_Description of the task:_ The answer must consist solely of the line containing "Right now, the" and every line after it in the records below, through the last, each reproduced exactly.

Data records

* * *

PR #7167, opened 2020-05-06
[DOC EmbeddedRecordsMixin] Assert from JSONAPISerializer

### LINKED ISSUE #6991: clarify support and behavior around embedded records mixin
Initial documentation was landed in #6958, but we should make it clearer for folks by default. After discussing in the ember-data core meeting on 2020-02-19, we (@hjdivad, @rwjblue, and @efx) propose:

Updating the embedded records mixin to assert when used with `JSONAPISerializer` unless a specific flag to opt out of the assertion is used.

Something like:

```js
assert(
  'The embedded records mixin does not work with all JSON:API\'s, please confirm this works for your specific API and add `this.isEmbeddedRecordsMixinCompatible = true` to your serializer', 
  this.isJSONAPISerializer !== true || this.isEmbeddedRecordsMixinCompatible === true
);
```

allthesignals:
Use of EmbeddedRecordsMixin and JSONAPISerializer together asserts instead of warns. Allows for setting "isEmbeddedRecordsMixinCompatible" on the serializer for when parts of the API are compatible.

Closes #6991

### DIFF
--- a/packages/serializer/addon/json-api.js
+++ b/packages/serializer/addon/json-api.js
@@ -559,6 +559,17 @@ const JSONAPISerializer = JSONSerializer.extend({
 
 if (DEBUG) {
   JSONAPISerializer.reopen({
+    init(...args) {
+      this._super(...args);
+
+      assert(
+        `You've used the EmbeddedRecordsMixin in ${this.toString()} which is not fully compatible with the JSON:API specification. Please confirm that this works for your specific API and add \`this.isEmbeddedRecordsMixinCompatible = true\` to your serializer.`,
+        !this.isEmbeddedRecordsMixin || this.isEmbeddedRecordsMixinCompatible === true,
+        {
+          id: 'ds.serializer.embedded-records-mixin-not-supported',
+        }
+      );
+    },
     willMergeMixin(props) {
       let constructor = this.constructor;
       warn(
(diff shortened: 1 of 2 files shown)


packages/serializer/addon/json-api.js
```diff
@@ -568,9 +568,9 @@ if (DEBUG) {
           id: 'ds.serializer.json-api.extractMeta',
         }
       );
-      warn(
+      assert(
         'The JSONAPISerializer does not work with the EmbeddedRecordsMixin because the JSON API spec does not describe how to format embedded resources.',
-        !props.isEmbeddedRecordsMixin,
+        !props.isEmbeddedRecordsMixin || props.isEmbeddedRecordsMixinCompatible === true,
```
allthesignals, line 573: Probably want a test for allowing this

hjdivad: yep, also mention the opt-in flag in the assertion message

hjdivad:
thanks for taking a look at this @allthesignals!

allthesignals:
Looking at this again tonight, but I'm a bit stuck.

I need a way to assert based on values from both the mixed-in class and the mixin itself (check isEmbeddedRecordsMixin on the mixin and isEmbeddedRecordsMixinCompatible on the user class extension).

Right now, the EmbeddedRecordsMixin assertion lives on the JSONAPISerializer itself, and is run with the `willMergeMixin` hook (which I can't find documentation for).

There are some other assertions sprinkled throughout the JSONAPISerializer class, so I think my best bet is to move the assertion check there, unless there is a better approach.

hjdivad:
@runspired do we expect the IE11 asset size check to be this sensitive?  it's complaining about a 50B (not Kb) increase.

allthesignals:
Just guessing but maybe the inclusion of the code inside `init` means it doesn't get stripped out during some production build step? Might be why some of these other `warn`s are added into the `reopen` inside the debug check.

hjdivad:
thanks @allthesignals!

runspired:
@hjdivad we do expect it to be that sensitive. The idea is that any regression is one we are acutely aware of, vs allowing lots of tiny drift to be added over time unnoticed.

* * *

_Task result:_
Right now, the EmbeddedRecordsMixin assertion lives on the JSONAPISerializer itself, and is run with the `willMergeMixin` hook (which I can't find documentation for).

There are some other assertions sprinkled throughout the JSONAPISerializer class, so I think my best bet is to move the assertion check there, unless there is a better approach.

hjdivad:
@runspired do we expect the IE11 asset size check to be this sensitive?  it's complaining about a 50B (not Kb) increase.

allthesignals:
Just guessing but maybe the inclusion of the code inside `init` means it doesn't get stripped out during some production build step? Might be why some of these other `warn`s are added into the `reopen` inside the debug check.

hjdivad:
thanks @allthesignals!

runspired:
@hjdivad we do expect it to be that sensitive. The idea is that any regression is one we are acutely aware of, vs allowing lots of tiny drift to be added over time unnoticed.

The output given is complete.